Note that this is not a very good heuristic. It severely underestimates the true travel time to finish the tour of all the locations, especially in an area with no 65mph roads. Can you make a better heuristic that is still consistent and admissible?

Example runs

Your program output should look similar to Part A. These examples use the west-of-rhodes.txt map.

Start at Rhodes College, visit University & Lyndale (2471207719 to 203874118)

Total travel time is 0.254302144139388 minutes.
Number of nodes expanded: 6
2471207719 (starting location)
203821515 University Street
203874118 University Street
203821515 University Street
2471207719 University Street

Start at Rhodes College, visit Barksdale/Crump, Barksdale/Lyndale, Barksdale/Tutwiler (2471207719 to 203785195, 203785189, and 203785183)

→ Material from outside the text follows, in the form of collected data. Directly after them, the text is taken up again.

PR #261, opened 2015-01-22
appVeyor improvements

mathiask88:
Try this one. Should run fine if I didn't miss something.


mathiask88:
And if you want to build not only x86 but also x64 I can add this too. Or VS13 instead of VS10, or both. But I could not get VS10+x64 get to work yet, because appVeyor has 2010 express installed that is based on Windows Platform SDK and the Linker can't find the kernel32.lib which is located in the SDK directory.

Total travel time is 1.8604921727811592 minutes.
Number of nodes expanded: 8100
2471207719 (starting location)
203821515 University Street
203874118 University Street
203785569 University Street
203785192 Mignon Avenue
203785195 North Barksdale Street
203785192 North Barksdale Street
203785189 North Barksdale Street
203785186 North Barksdale Street
203785183 North Barksdale Street
203874746 Tutwiler Avenue
2471207719 University Street

What to turn in

Through Moodle, turn in your code for parts A and B. In addition, turn in a text file which explains, for part B, how you chose to represent a "state," and what your heuristic function does.

Grading

You will be graded on correctness of your program (whether it gives the best path or tour), and also the quality of your heuristics (measured by how many states need to be expanded to find the best solution). For part B, tours can obviously be made in reverse order of locations as well with no penalty (since all roads are assumed to be bidirectional).

Hints

This is a challenging project. Start early.
Use diagnostic messages to print the status of the frontier and explored list as you visit nodes in your search tree. I have included diagnostics for Part A that you can use to verify your program is working correctly.
You are expected to use the A* algorithm to solve Part B in its entirety, just by changing your representation of a state and finding a good heuristic. It will probably not be a particularly fast algorithm; that's OK. The idea of Part B is to use A* to solve a non-traditional problem.
If you are using C++, use the built-in container classes like vector (for lists that grow and shrink), map (for hash tables), and priority_queue. The goal of this project is not to build your own data structures, it is to implement the A* algorithm.

Fun ideas

Compare some of the routes your program finds against Google Maps or another mapping service. Why are they different sometimes?